How does the full cost of FuncAirGen compare to a classical method using e.g. NURBS? What is the advantage of FuncAirGen? Are there failure cases of classical methods that it can fix? Are there failure cases of FuncAirGen?
The paper makes the point that FuncAirGen enables superresolution with smooth, arbitrary resolution shapes. Is this smoothness not a direct consequence of the FNO backbone, which approximates the data with a finite Fourier representation of the signal (geometric curve)? Is the size of the FNO sum a limit/upper bound of FuncGenFoil similar to parametric-model-based methods?
Why use a FNO backbone instead of typical INRs like SIREN? The paper mentions it is possible in principle, but does not elaborate on this choice further. FNOs are not commonly used in neural geometry processing literature.

局限性

See Weaknesses/Questions

最终评判理由

The main reason for me raising the score are the data range table which shows when the model breaks and the added baseline experiment.

格式问题

作者回复

2025-07-30

Thanks for your valuable feedback and thoughtful suggestions!

We address your questions and concerns in detail, and hope these responses help clarify our work.

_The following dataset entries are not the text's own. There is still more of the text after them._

PR #5527, opened 2023-01-10
"Disable" ask-a-question if disabled for product's type

lat9:
If a site has disabled the `ask_a_question` link (via Catalog :: Product Types :: Layout Settings for a product type), the page still renders.

It's likely that the site's disabled the link because they don't want to deal with additional emails coming from that page, but a knowledgeable person could still navigate to that product-specific page via their browser's address bar.

This update simply redirects back to the product's `_info` page if the feature is disabled for its product-type.  There's also a change to the redirect if a product is not found, since the `_info` pages expect to see a `products_id` parameter, not a `pid` one.

### DIFF
--- a/includes/modules/pages/ask_a_question/header_php.php
+++ b/includes/modules/pages/ask_a_question/header_php.php
@@ -16,23 +16,33 @@ $pid = (isset($_GET['pid'])) ? (int)$_GET['pid'] : false;
 //
 if ($pid === false) {
     zen_redirect(zen_href_link(FILENAME_DEFAULT));
-} else {
-    $sql = "SELECT pd.products_name, p.products_image, p.products_model
-            FROM " . TABLE_PRODUCTS . " p, " . TABLE_PRODUCTS_DESCRIPTION . " pd
-            WHERE p.products_id = pd.products_id
-            AND p.products_id = " . (int)$_GET['pid'] . "
-            AND pd.language_id = " . (int)$_SESSION['languages_id'] . "
-            AND p.products_status = 1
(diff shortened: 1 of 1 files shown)


scottcwilson:
I'm open to this, but would it be better to redirect to contact_us instead?  Not sure.

lat9:
In my mind, if the site's disabled ask-a-question they don't want to be flooded with email questions.  That's why I suggested the redirect back to the product's page.

includes/modules/pages/ask_a_question/header_php.php
```diff
@@ -16,24 +16,34 @@
...
+        WHERE p.products_id = pd.products_id
+        AND p.products_id = " . (int)$_GET['pid'] . "
+        AND pd.language_id = " . (int)$_SESSION['languages_id'] . "
+        AND p.products_status = 1
+        LIMIT 1";
+
+$result = $db->Execute($sql);
+
+if ($result->EOF) {
+    zen_redirect(zen_href_link(zen_get_info_page($pid), 'products_id=' . $pid));
```
scottcwilson, line 42: maybe first param to `zen_href_link` should be `$info_page`?

scottcwilson:
BTW a nice bonus of your approach is that it foils bad guys who use AAQ as a spam mechanism.

includes/modules/pages/ask_a_question/header_php.php
lat9: Certainly, since that's already been gathered.  Thanks for the additional eyes on the change.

(a) The limitation of classical methods is not really explained; it is just said that picking certain function families limits the design space. But how strong of a limitation is this in practice? (b) Furthermore, neural networks are not random functions [2]. So there is also a clear bias in the shapes/geometries neural networks will learn, depending on the architecture, activation functions, etc, which is well explored in the neural implicit shape and geometry processing literature. We are simply using a different class of function family, but to me it is not clear what underlying problem the authors are trying to solve with this. It looks like just applying a different function class to the problem. I would ask for clarification from the authors on this point.

For question (a):

Selecting specific function families, such as NURBS, inherently limits expressiveness, as they cannot exactly represent all smooth functions (e.g., a simple sine curve), and increasing the number of control points adds significant complexity. In practice, such representations restrict the ability to fully explore the design potential of airfoils. Moreover, aerodynamic performance is highly sensitive to curvature and higher-order smoothness, especially in high Reynolds number flows. From a design perspective, it is therefore advantageous to unlock the full functional design space. The function-space generative model we proposed can represent airfoils both as point sets and continuous functions at infinite resolution.

For question (b):

Regarding the use of the Fourier neural operator instead of NURBS: as you suggested, this is indeed a choice of a different function class. Our motivation for this choice is that Fourier transforms offer theoretical elegance, as they allow us to operate in the spectral domain and recover functions via inverse transforms with minimal loss, leveraging efficient modern computational algorithms. The Fourier neural operator is also supported by theoretical guarantees as a general function approximator [1], making it a suitable and principled choice for our purposes. We agree that the exploration of alternative neural operators—potentially based on NURBS or Bézier curve —remains an open and interesting research direction.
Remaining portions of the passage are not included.